USC Institute of Urology, Keck School of Medicine, University of Southern California, 1441 Eastlake Ave, Suite 7416, Los Angeles, CA 90089, USA.
World J Urol. 2012 Dec;30(6):741-5. doi: 10.1007/s00345-012-0861-x. Epub 2012 Mar 29.
To review the perioperative and follow-up outcomes of patients undergoing radical cystectomy with orthotopic neobladder reconstruction for bladder cancer after prior radical prostatectomy (RP) for prostate cancer.
A retrospective review of more than 1,900 patients treated with radical cystectomy at USC between 1990 and 2011 was conducted. Fifty-six patients were identified who were previously treated with RP for prostate cancer. Twenty-four of these patients (43 %) underwent orthotopic neobladder reconstruction. Perioperative data and follow-up including postoperative continence were analyzed.
The median age at cystectomy for these 24 patients was 68 years (range 55-89). The types of neobladder reconstruction were Kock neobladder in 3, Sigmoid reservoir in 1, Studer neobladder in 12, and T-pouch ileal neobladder in 8 patients. There were no major intraoperative complications. Of 19 patients eligible for evaluation of post-cystectomy urinary control, 11 patients (57.9 %) with good continence (0-1 pad/day) after RP regained preoperative level of urinary control after cystectomy within 1 year. The continence rate of 13 post-RP patients with good continence was 84.6 %. Among the 4 patients who received adjuvant radiotherapy after RP, 1 regained good continence. One with poor continence after prostatectomy had an artificial urethral sphincter (AUS) placed 2 months after cystectomy, and 2 with fair and poor continence after prostatectomy had an AUS placed at the time of cystectomy.

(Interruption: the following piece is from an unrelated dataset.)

PR #2332, opened 2026-05-01
Add top-level warning: The only way to check Zcash consensus validity is to use a Zcash consensus node

daira:


nuttycom (approved):
doc-only ACK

Patients undergoing radical cystectomy after prior RP pose a challenge to urologists. Those who are continent post-RP have a fair chance of regaining good urinary control with neobladder reconstruction. Adjuvant radiotherapy for prostate cancer may have a negative impact on continence with neobladder reconstruction.
回顾在因前列腺癌接受根治性前列腺切除术(RP)后因膀胱癌而行根治性膀胱切除术和原位新膀胱重建的患者的围手术期和随访结果。
对 1990 年至 2011 年期间在南加州大学接受根治性膀胱切除术治疗的 1900 多名患者进行了回顾性分析。确定了 56 例先前因前列腺癌接受 RP 治疗的患者。其中 24 例(43%)接受了原位新膀胱重建。分析了围手术期数据和随访结果,包括术后控尿情况。
这 24 例患者的中位年龄为 68 岁(55-89 岁)。新膀胱重建的类型为 Kock 新膀胱 3 例、乙状结肠储尿囊 1 例、Studer 新膀胱 12 例、T 型 pouch 回肠新膀胱 8 例。无重大术中并发症。19 例有资格评估膀胱切除术后尿控的患者中,11 例(57.9%)在 RP 后有良好的控尿(0-1 片/天),在 1 年内恢复了术前的尿控水平。在 RP 后有良好控尿的 13 例患者中,控尿率为 84.6%。在 4 例接受 RP 后辅助放疗的患者中,1 例恢复了良好的控尿。1 例在前列腺切除术后控尿不佳的患者在膀胱切除术后 2 个月放置了人工尿道括约肌(AUS),2 例在前列腺切除术后控尿一般和不佳的患者在膀胱切除时放置了 AUS。
在接受根治性前列腺切除术(RP)后接受根治性膀胱切除术的患者对泌尿科医生来说是一个挑战。那些在 RP 后有控尿的患者有一定的机会通过新膀胱重建恢复良好的尿控。前列腺癌的辅助放疗可能对新膀胱重建后的控尿产生负面影响。